General observations

  • Most polyps are benign and due to chronic cervicitis and HPV
  • In some clients, thick aceto-white lesions are due to schistosomiasis; these women were given treatment. Bilharzia treatment is needed for adults in the district.
  • Most clients with suspicious cancer have opted for traditional treatment. There is need for more follow ups and palliative counseling.
  • Most clients with cervicitis (inflammation of the cervix) have used vaginal drying agents, often herbs pushed into the vagina to dry it before sexual intercourse, to increase sexual pleasure. In addition to causing cervicitis, the practice is believed to cause abrasions that increase a woman’s risk of HIV infection. The high incidence of the practice – as revealed by the St. Albert’s VIAC screening program – indicates that intensive community health education is needed about the risks of the practice.
  • Most clients suspicious for cancer are women above age 50.

Outcomes of Women with Possible Cervical Cancer

When Dr. Naha identifies a woman with suspected cervical cancer, she takes a small sample of the abnormal cells – a  biopsy – and sends it to Harare for diagnosis.

Treatment options for women with cervical cancer in Zimbabwe are often limited to palliative care – that is, care to keep them as comfortable and as free from pain as possible.

The St. Albert’s VIAC program has so far identified 27 women (1.3%) with suspected cervical cancer. Fourteen of the women came from the Centenary District (St. Albert’s district) in Mashonaland Central Province, and 13 came from other districts.

Of the 14 women in the Centenary District with suspected cervical cancer:

  • Three were sent to Harare and there was no word yet about their management;
  • One had a total hysterectomy;
  • Two sought traditional treatment; one died of cervical cancer;
  • Five were given palliative care; one died of cervical cancer;
  • Three were lost to follow-up (the hospital has no information about what happened to them).

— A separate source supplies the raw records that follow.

PR #159, opened 2021-12-01
Out of gold fix

Master-Matt:
Added ability for ItemFinder UIManager and PickIt to use passed in Config and allowed config to be init'd with runtime changes....
All to fix out of gold/unable to repair loop/bug. Overkill? Yes. Completely unnecessary ? Probably. Useful? Maybe...


src/bot.py
```diff
@@ -33,8 +33,8 @@ def __init__(self, screen: Screen, pick_corpose_on_start: bool = False):
         self._game_stats = GameStats()
         self._game_recovery = GameRecovery(self._screen)
         self._template_finder = TemplateFinder(self._screen)
-        self._item_finder = ItemFinder()
-        self._ui_manager = UiManager(self._screen, self._template_finder)
+        self._item_finder = ItemFinder(self._config)
+        self._ui_manager = UiManager(self._screen, self._template_finder,self._config)
```
aeon0, line 37:
```suggestion
        self._ui_manager = UiManager(self._screen, self._template_finder, self._config)
```
there are a few more cases of missing whitespace

src/bot.py
```diff
@@ -198,6 +202,22 @@ def on_maintenance(self):
...
+                self._ui_manager.close_vendor_screen()
+                config_overrides = {"misc_gold":"1","stash_gold":"1"}
+                self._config = Config(False,config_overrides)
+                self._item_finder = ItemFinder(self._config)
+                self._ui_manager = UiManager(self._screen, self._template_finder,self._config)
+                self._pickit = PickIt(self._screen, self._item_finder, self._ui_manager, self._belt_manager, self._game_stats)
+                self.out_of_gold = True
+                Logger.warning("Out of gold. Adding gold to pickit until next bot restart.")
+                self._do_runs["run_pindle"] = False
+                Logger.info("Disabling Pindle to get more gold per run")
```
aeon0, line 216: I wouldnt do that. What if user only runs pindle? Also this will be overwritte in game_end() by whatever is in self._routes_config.

src/bot.py
```diff
@@ -67,6 +67,9 @@ def __init__(self, screen: Screen, pick_corpose_on_start: bool = False):
         self._pausing = False
         self._current_threads = []
         self._no_stash_counter = 0
+        self.out_of_gold = False
+        self.wait_to_repair = 0
+
```
aeon0, line 72:
```suggestion
        self.wait_to_repair = 0
```
Remove extra new line

src/version.py
```diff
@@ -1 +1 @@
-__version__ = '0.4.2-dev'
\ No newline at end of file
+__version__ = '0.4.3-dev'
```
aeon0, line 1: dont change version

src/bot.py
```diff
@@ -198,6 +202,22 @@ def on_maintenance(self):
...
                 self._ui_manager.close_vendor_screen()
                 self._tps_left = 20
+            elif not self.out_of_gold: #You are out of gold. Adding gold to pickit until you can repair
+                wait(0.1, 0.2)
+                self._ui_manager.close_vendor_screen()
+                config_overrides = {"misc_gold":"1","stash_gold":"1"}
+                self._config = Config(False,config_overrides)
+                self._item_finder = ItemFinder(self._config)
+                self._ui_manager = UiManager(self._screen, self._template_finder,self._config)
+                self._pickit = PickIt(self._screen, self._item_finder, self._ui_manager, self._belt_manager, self._game_stats)
```
aeon0, line 212: instead of creating new instances you could also write a setter for the config. That way if the constructor changes to any of these classes you dont have to adapt these lines.

src/pickit.py
```diff
@@ -20,7 +20,7 @@ def __init__(self, screen: Screen, item_finder: ItemFinder, ui_manager: UiManage
         self._belt_manager = belt_manager
         self._ui_manager = ui_manager
         self._game_stats = game_stats
-        self._config = Config()
+        self._config = self._item_finder._config
```
aeon0, line 23: Underscore means that it is supposed to be a private variable. Either remove the underscore of config in item finder or write a getter for it.

src/bot.py
```diff
@@ -198,6 +202,22 @@ def on_maintenance(self):
...
+                self.out_of_gold = True
```
aeon0, line 213: I dont see where we would ever set this back to False

aeon0 (changes requested):
So overall the change is cool. I am just not sure I want to add that complexity for this edge case... If you run out of gold to buy tp tombs you most probably have bigger issues with your build :D

Also there is already at tomb template in the asset folder, it is just speed wrong.

src/version.py
Master-Matt: Will build with current version in the future

src/bot.py
Master-Matt: Yeah, I changed this to randomize runs config override. Because if just running pindle, hdin has more gold repair cost per run than just pindle can provide.

src/bot.py
Master-Matt: The comment was not changed. The warning says that it will change upon bot restart after destroying and creating a new bot instance.

src/pickit.py
Master-Matt: Yeah, I just added a separate config to pass in for this

src/bot.py
Master-Matt: This I don't quite understand. When you init ItemFinder it grabs the config, so wouldn't you always need to re-init, or would that mean write a private config setter for each class that does the equivalent of re-initing?

Master-Matt:
Overall, one of the things I was wondering about is why almost all classes create their own instances of config.
I guess part of my idea is that the other classes can share a config so if, in the future, we want to add config logic that alters the config based on some parameter we set, we just only have to change one object.

PR #996, opened 2021-11-16
speed up metadata dumping and loading for Tikv 

zhijian-pro:
speed up metadata dumping and loading for Tikv

### DIFF
--- a/pkg/meta/tkv.go
+++ b/pkg/meta/tkv.go
@@ -16,6 +16,7 @@
 package meta
 
 import (
+	"bufio"
 	"bytes"
 	"encoding/binary"
 	"encoding/json"
@@ -28,6 +29,8 @@ import (
 	"sync/atomic"
 	"syscall"
 	"time"
+
+	"github.com/pkg/errors"
 
 	"github.com/juicedata/juicefs/pkg/utils"
 )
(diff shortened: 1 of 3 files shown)


pkg/meta/tkv.go
```diff
@@ -2694,10 +2877,41 @@ func (m *kvMeta) LoadMeta(r io.Reader) error {
 		NextSession: 1,
 	}
 	refs := make(map[string]int64)
+
+	//TODO: try raw kv   cli.BatchPut()
```
davies, line 2881: rawkv is not compatible to transactional kv, we can't use that here.

pkg/meta/tkv.go
```diff
@@ -2598,7 +2756,32 @@ func (m *kvMeta) DumpMeta(w io.Writer) error {
...
+	if _, err = bw.WriteString("\n}\n"); err != nil {
+		return err
+	}
+	if bar.Current() != total {
+		logger.Warnf("Dumped %d / total %d, some entries are not dumped", bar.Current(), total)
+	}
+	bar.SetTotal(0, true)
+	progress.Wait()
+
+	return bw.Flush()
```
davies, line 2784: We should not fail the dump even bw.Flush() failed

zhijian-pro: Doesn't flush failure mean that the result is incomplete?

davies: my bad, bw is the writer, never mind.

davies:
in favor #998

Of 17 women with suspected cervical cancer who came to St. Albert’s from other districts for VIAC screening:

Province of origin Cases of suspected
cervical cancer
Comments
Harare 2 Both lost to follow-up
Mashonaland West 2 Referred back to their local health facilities for palliative care
Mashonaland Central
(Bindura district)
2 Both diagnosed with CIN III; had total hysterectomy in Harare
Mashonaland Central
(Mazoe district)
3 2 lost to follow-up
1 had CIN III; lost to follow-up
Mashonaland Central
(Guruve district)
3 1 discharged home on palliative care
2 referred to Harare; lost to follow-up (one had CIN III)
Mashonaland Central
(Mt. Darwin district)
5 2 opted to go to Karanada hospital for hysterectomy
1 was referred to Harare for treatment and lost to follow-up
2 opted for traditional healing, both have died (one was HIV-positive).

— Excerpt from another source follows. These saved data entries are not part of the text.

PR #1006, opened 2021-11-17
Speed up dump for sql engine

zhijian-pro:
Speed up for dbmeta

### DIFF
--- a/pkg/meta/sql.go
+++ b/pkg/meta/sql.go
@@ -2599,7 +2599,8 @@ func (m *dbMeta) dumpEntry(inode Ino) (*DumpedEntry, error) {
 			return err
 		}
 		if !ok {
-			return fmt.Errorf("inode %d not found", inode)
+			logger.Warnf("The entry of the inode was not found. inode: %v", inode)
+			return nil
 		}
 		attr := &Attr{}
 		m.parseAttr(n, attr)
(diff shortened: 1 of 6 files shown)


pkg/meta/sql.go
```diff
@@ -2637,35 +2647,170 @@ func (m *dbMeta) dumpEntry(inode Ino) (*DumpedEntry, error) {
...
+	for idx, e := range edges {
+		var entry *DumpedEntry
+		if m.root == 1 {
+			entry, err = m.dumpEntryFast(e.Inode)
+		} else {
+			entry, err = m.dumpEntry(e.Inode)
+		}
 		if err != nil {
-			return nil, err
+			return err
```
davies, line 2730: Should we skip the edge and continue (log it as warning)?

zhijian-pro: It has been modified

davies (approved):

zhijian-pro:
## Performance Testing
### data and env: 
1. A total of 100w empty files are evenly distributed in 200 local folders
2. local mysql

### result:
#### old version
+ mysql dump: 3600s
+ mysql load: 46m

#### new version
+ mysql  dump :25s
+ mysql load: 500s

## Test conclusion   
+ The performance of the dump operation is **improved by 144 times** 
+ The performance of the load operation is **improved by 5 times**

PR #1011, opened 2021-11-18
improve test coverage for pkg/vfs

davies:


pkg/vfs/vfs.go
```diff
@@ -587,6 +563,7 @@ func (v *VFS) Write(ctx Context, ino Ino, buf []byte, off, fh uint64) (err sysca
 		size := int(rb.Get32())
 		if rb.Left() < int(size) {
 			logger.Debugf("message not complete: %d %d > %d", cmd, size, rb.Left())
+			err = syscall.EINVAL
```
SandyXSD, line 566: should be no error for this

PR #1021, opened 2021-11-19
Fix docs image directories structure to reflect i18n

chnliyong:
Move the images in `docs/images` to corresponding locale image directories(`en/images` and `zh_cn/images`)


chnliyong:
Close as there's a PR #1020

PR #1030, opened 2021-11-22
fix log no line break

zhijian-pro:
fix log no line break


zhijian-pro:
No reason found yet,resolve later when it reappears during use.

VIAC and treatment using cryotherapy or LEEP are endorsed by the World Health Organization as an effective, low-cost way for low-resource countries to reduce the incidence of cervical cancer.

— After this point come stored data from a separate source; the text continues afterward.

PR #1035, opened 2021-11-22
metadata: should not skip error if open a file not exist

chiyutianyi:
The original implements will always return ok if open a file that does
not exist.

Another unresolved problem is that if an "attr" is given with "Full=true", even
if they do not match, the "GetAttr()" call will still be skipped. But
this does not seem to be a serious problem.

Signed-off-by: 炽天 <hanxin.hx@alibaba-inc.com>

### DIFF
--- a/pkg/meta/redis.go
+++ b/pkg/meta/redis.go
@@ -1934,6 +1934,10 @@ func (r *redisMeta) Open(ctx Context, inode Ino, flags uint32, attr *Attr) sysca
 	if r.conf.ReadOnly && flags&(syscall.O_WRONLY|syscall.O_RDWR|syscall.O_TRUNC|syscall.O_APPEND) != 0 {
 		return syscall.EROFS
 	}
+	if attr != nil {
+		// reset attr.Full to avoid mismatch between inode and attr
+		attr.Full = false
+	}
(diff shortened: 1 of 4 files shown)


chiyutianyi:
By the way, I found that there are many duplicate implementations in redis.go, sql.go, tkv.go, such as Access(), Open(), Mkdir(), etc., should there be a default implementation?

davies (approved):

davies:
@chiyutianyi It's better to reset attr.Full to false before OpenCheck(), please add that also?

davies:
> By the way, I found that there are many duplicate implementations in redis.go, sql.go, tkv.go, such as Access(), Open(), Mkdir(), etc., should there be a default implementation?

Yes, we will look into that.

chiyutianyi:
> @chiyutianyi It's better to reset attr.Full to false before OpenCheck(), please add that also?

OK, I will do that. 

However, the reason why I did not fix the problem before is that, the current code does not cause actual problems in " vfs.go". It is just that during the execution of the test cases, it may produce inaccurate situations. 

In addition to the inner openfiles cache, I also like an external cache wrapper to make "GetAttr()" interact with "Open()". If we do this, resetting attr.Full may not be the best choice.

The Zimbabwe Ministry of Health and Child Care has established VIAC screening and treatment programs at several of the nation’s major public hospitals.

The St. Albert’s Cervical Cancer Prevention Program was developed and initiated by St. Albert’s Mission Hospital in collaboration with BHA and with Dr. Lowell Schnipper, chief of Hematology/Oncology and Clinical Director of the Beth Israel Deaconess Medical Center Cancer Center, and the Theodore and Evelyn Berenson Professor of Medicine at Harvard Medical School. Support for the project has been provided by a grant from the Sarita Kenedy East Foundation and by donations to Better Healthcare for Africa.